*Data*:
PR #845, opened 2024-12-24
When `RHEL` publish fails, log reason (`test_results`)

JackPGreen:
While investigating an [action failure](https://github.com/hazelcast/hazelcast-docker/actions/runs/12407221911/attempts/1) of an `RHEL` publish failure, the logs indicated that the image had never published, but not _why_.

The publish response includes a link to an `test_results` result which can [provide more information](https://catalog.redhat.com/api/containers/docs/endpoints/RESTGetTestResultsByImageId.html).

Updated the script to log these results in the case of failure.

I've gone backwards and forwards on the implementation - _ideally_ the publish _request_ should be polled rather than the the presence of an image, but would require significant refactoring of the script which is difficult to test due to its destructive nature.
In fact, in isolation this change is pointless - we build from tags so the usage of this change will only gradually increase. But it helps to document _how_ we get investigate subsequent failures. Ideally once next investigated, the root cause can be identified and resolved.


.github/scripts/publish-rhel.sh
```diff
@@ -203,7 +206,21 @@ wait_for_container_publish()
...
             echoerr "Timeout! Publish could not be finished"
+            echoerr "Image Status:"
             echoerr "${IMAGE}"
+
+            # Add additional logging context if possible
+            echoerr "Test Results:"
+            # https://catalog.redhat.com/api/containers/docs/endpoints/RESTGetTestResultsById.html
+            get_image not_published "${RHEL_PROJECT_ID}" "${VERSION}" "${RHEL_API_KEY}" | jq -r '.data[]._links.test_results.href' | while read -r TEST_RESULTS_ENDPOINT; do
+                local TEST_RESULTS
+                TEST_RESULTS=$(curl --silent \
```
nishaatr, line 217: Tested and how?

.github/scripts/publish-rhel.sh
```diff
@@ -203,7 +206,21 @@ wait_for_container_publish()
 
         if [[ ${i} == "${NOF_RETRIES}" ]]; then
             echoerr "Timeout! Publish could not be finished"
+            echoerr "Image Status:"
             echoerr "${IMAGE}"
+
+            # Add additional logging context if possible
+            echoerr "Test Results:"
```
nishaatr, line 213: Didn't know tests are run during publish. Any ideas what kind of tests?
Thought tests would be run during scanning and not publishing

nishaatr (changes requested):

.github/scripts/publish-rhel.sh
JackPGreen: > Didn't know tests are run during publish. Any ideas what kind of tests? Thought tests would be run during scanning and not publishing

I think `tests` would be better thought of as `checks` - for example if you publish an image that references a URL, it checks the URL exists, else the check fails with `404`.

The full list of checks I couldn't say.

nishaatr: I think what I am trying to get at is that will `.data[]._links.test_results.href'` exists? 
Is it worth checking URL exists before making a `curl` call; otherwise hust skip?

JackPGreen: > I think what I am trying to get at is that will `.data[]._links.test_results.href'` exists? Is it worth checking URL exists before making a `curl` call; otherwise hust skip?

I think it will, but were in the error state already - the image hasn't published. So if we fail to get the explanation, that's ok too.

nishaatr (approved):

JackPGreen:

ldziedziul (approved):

...

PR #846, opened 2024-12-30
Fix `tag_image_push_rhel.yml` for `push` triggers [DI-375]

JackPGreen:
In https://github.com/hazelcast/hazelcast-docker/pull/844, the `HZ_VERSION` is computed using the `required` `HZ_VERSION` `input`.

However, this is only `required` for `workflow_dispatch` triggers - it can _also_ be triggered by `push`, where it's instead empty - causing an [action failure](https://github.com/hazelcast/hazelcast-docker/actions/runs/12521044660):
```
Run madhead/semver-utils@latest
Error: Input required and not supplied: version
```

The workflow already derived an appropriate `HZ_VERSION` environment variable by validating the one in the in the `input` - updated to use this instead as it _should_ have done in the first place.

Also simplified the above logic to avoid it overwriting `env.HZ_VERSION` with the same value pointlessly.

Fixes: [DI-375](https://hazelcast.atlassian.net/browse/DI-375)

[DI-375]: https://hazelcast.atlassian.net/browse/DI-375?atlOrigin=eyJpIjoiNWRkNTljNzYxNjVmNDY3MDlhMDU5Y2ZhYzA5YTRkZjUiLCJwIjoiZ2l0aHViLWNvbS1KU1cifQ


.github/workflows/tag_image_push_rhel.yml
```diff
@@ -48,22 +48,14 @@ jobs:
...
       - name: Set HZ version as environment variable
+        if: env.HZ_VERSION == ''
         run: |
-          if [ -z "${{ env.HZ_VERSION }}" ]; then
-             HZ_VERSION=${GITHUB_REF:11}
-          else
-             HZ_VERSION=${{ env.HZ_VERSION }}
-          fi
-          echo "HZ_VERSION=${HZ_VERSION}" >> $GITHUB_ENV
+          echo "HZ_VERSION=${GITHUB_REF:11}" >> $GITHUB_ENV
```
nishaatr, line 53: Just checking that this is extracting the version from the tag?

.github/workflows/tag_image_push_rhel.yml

==

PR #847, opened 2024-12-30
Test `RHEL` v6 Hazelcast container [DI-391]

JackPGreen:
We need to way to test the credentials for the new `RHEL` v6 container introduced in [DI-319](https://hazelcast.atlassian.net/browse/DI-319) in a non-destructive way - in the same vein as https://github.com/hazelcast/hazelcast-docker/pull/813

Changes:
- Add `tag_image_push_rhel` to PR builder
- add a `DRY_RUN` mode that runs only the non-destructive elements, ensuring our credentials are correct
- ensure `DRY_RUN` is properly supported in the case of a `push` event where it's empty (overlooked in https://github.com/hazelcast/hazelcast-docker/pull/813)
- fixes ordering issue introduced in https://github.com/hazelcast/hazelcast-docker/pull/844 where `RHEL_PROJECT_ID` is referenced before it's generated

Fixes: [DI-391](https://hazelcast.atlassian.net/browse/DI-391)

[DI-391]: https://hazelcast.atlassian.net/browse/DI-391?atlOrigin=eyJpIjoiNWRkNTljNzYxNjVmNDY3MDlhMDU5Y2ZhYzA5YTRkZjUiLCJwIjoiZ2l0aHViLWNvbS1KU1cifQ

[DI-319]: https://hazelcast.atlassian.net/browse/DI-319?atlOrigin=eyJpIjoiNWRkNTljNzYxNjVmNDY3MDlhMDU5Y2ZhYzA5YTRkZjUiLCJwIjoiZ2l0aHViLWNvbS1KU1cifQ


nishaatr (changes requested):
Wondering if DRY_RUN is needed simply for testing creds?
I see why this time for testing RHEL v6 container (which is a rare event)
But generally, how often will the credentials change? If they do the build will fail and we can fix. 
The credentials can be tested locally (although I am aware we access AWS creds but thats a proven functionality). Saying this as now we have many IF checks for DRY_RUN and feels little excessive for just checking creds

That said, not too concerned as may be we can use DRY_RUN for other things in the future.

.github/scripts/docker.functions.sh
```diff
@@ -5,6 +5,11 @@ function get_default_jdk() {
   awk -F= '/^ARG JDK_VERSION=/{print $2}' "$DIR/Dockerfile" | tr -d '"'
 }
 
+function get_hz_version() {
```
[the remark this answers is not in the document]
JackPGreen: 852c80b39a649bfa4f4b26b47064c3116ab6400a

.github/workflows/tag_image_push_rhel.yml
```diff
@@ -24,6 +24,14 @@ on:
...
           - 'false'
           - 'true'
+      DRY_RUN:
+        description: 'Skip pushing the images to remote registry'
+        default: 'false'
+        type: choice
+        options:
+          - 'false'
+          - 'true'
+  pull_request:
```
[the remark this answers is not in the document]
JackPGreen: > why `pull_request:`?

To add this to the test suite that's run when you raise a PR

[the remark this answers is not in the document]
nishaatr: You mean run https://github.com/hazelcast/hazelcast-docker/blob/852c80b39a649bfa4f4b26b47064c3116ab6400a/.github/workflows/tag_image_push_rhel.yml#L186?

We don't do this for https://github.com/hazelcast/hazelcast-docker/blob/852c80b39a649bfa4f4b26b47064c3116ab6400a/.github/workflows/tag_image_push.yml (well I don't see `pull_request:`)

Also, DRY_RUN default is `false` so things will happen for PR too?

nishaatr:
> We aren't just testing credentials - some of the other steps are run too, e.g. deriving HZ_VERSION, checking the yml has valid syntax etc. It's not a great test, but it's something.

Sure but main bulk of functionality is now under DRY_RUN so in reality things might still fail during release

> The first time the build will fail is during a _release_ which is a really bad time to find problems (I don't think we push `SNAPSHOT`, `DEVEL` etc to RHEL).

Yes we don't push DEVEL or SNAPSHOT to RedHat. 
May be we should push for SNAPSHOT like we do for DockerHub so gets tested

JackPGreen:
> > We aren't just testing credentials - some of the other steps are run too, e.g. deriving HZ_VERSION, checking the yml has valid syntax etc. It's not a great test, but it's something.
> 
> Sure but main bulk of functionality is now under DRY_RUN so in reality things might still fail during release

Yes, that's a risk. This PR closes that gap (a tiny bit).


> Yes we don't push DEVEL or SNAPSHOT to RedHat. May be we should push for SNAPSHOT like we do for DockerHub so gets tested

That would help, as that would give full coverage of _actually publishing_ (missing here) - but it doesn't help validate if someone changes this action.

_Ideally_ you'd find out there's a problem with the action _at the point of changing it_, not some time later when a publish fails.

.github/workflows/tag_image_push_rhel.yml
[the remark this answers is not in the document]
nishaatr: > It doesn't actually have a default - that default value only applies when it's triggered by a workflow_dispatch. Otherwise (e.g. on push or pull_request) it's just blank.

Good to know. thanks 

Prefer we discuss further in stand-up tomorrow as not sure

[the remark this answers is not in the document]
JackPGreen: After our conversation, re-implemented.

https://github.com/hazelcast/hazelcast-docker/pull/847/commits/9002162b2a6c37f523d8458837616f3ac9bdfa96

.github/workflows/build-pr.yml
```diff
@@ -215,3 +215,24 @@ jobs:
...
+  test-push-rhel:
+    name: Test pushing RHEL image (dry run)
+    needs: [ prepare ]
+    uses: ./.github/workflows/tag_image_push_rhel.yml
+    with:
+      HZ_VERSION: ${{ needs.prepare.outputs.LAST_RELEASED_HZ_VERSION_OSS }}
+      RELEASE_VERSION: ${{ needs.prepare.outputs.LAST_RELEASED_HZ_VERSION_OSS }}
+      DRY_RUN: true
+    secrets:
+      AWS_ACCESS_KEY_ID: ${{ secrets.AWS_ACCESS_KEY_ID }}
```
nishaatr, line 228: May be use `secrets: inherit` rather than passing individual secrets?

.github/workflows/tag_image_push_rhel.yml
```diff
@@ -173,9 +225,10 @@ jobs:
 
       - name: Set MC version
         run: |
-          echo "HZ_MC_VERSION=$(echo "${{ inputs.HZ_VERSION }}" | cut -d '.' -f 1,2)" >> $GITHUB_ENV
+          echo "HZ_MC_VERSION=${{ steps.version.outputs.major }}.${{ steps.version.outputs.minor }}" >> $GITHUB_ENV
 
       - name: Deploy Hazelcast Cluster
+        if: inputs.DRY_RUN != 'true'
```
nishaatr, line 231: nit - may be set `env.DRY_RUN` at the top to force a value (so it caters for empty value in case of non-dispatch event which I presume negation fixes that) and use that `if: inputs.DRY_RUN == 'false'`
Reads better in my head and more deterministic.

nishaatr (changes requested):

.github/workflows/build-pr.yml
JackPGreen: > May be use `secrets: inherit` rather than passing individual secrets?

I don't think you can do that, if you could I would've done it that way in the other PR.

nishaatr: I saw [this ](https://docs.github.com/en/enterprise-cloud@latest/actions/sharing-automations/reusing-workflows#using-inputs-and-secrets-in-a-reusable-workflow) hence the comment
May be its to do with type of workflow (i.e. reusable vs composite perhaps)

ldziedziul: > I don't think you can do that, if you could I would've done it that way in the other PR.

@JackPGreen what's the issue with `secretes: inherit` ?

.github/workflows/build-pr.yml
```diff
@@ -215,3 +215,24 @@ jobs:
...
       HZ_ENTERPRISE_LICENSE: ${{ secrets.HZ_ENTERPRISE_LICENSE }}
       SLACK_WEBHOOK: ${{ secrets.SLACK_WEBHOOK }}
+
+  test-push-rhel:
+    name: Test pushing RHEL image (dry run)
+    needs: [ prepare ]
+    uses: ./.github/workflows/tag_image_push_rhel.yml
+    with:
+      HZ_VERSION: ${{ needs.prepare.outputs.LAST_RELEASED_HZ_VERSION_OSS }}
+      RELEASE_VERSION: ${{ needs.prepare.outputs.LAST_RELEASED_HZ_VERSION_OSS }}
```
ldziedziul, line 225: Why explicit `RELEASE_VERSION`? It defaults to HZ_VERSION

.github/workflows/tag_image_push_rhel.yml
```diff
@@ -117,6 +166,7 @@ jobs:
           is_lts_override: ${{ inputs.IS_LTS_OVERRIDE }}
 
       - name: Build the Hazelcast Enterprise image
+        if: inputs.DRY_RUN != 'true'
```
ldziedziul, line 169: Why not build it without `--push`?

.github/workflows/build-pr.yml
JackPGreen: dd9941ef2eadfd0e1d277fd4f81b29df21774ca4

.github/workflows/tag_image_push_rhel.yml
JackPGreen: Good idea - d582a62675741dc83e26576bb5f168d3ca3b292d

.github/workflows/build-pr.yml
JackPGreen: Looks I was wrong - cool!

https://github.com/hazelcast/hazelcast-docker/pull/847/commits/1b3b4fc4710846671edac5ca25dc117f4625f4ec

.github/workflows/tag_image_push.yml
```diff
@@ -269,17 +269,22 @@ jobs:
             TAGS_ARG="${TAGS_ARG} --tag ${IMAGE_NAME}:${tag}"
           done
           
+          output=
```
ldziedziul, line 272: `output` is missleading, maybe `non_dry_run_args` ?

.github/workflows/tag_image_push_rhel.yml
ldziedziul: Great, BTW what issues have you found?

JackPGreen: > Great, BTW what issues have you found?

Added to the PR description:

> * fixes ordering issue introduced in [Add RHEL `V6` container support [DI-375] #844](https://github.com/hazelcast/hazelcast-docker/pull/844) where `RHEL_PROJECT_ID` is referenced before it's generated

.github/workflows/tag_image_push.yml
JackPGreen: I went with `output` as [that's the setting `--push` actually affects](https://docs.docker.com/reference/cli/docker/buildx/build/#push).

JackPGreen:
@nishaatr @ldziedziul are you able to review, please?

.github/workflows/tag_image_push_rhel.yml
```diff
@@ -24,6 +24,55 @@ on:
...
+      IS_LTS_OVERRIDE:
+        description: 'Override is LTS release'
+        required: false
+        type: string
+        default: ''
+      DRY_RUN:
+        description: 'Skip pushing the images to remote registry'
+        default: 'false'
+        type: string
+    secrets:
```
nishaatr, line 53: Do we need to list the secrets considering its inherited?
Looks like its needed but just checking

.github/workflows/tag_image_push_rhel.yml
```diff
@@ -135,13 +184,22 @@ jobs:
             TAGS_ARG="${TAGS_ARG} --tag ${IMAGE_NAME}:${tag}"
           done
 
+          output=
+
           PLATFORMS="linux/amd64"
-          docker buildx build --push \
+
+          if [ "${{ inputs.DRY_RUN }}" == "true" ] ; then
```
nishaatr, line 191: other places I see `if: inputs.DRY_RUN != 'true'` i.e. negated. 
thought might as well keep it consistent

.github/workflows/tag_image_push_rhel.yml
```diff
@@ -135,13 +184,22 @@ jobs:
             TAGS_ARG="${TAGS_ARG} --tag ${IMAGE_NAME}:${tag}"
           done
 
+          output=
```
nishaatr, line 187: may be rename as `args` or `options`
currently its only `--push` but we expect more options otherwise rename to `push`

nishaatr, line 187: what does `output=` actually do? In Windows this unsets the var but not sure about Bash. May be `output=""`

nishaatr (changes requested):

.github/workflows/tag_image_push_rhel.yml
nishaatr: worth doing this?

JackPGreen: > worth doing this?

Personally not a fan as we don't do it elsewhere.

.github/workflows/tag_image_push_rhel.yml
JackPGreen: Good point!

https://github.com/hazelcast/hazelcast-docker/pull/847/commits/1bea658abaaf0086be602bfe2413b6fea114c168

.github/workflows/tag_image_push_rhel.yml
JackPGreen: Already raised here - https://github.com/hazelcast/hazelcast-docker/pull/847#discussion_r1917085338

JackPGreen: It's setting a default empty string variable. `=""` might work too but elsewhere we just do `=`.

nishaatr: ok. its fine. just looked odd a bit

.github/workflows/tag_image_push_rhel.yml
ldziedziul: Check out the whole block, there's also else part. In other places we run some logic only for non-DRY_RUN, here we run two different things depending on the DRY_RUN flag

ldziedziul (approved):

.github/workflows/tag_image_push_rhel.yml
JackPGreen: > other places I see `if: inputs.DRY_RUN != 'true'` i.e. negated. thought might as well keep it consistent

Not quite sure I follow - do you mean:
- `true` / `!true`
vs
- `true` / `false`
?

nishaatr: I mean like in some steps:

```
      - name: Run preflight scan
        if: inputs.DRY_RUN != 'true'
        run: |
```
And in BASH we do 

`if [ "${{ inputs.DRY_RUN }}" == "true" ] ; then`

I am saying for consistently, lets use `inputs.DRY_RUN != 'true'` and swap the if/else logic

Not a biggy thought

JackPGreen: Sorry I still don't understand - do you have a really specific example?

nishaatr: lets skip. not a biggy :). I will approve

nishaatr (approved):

*Goal of the exercise*: Above are the records. Copy the lines beginning at the one that has "nishaatr, line 217: Tested and how?" and ending with the one that has "nishaatr, line 213: Didn't", unchanged.

*Response to this task*:
nishaatr, line 217: Tested and how?

.github/scripts/publish-rhel.sh
```diff
@@ -203,7 +206,21 @@ wait_for_container_publish()
 
         if [[ ${i} == "${NOF_RETRIES}" ]]; then
             echoerr "Timeout! Publish could not be finished"
+            echoerr "Image Status:"
             echoerr "${IMAGE}"
+
+            # Add additional logging context if possible
+            echoerr "Test Results:"
```
nishaatr, line 213: Didn't know tests are run during publish. Any ideas what kind of tests?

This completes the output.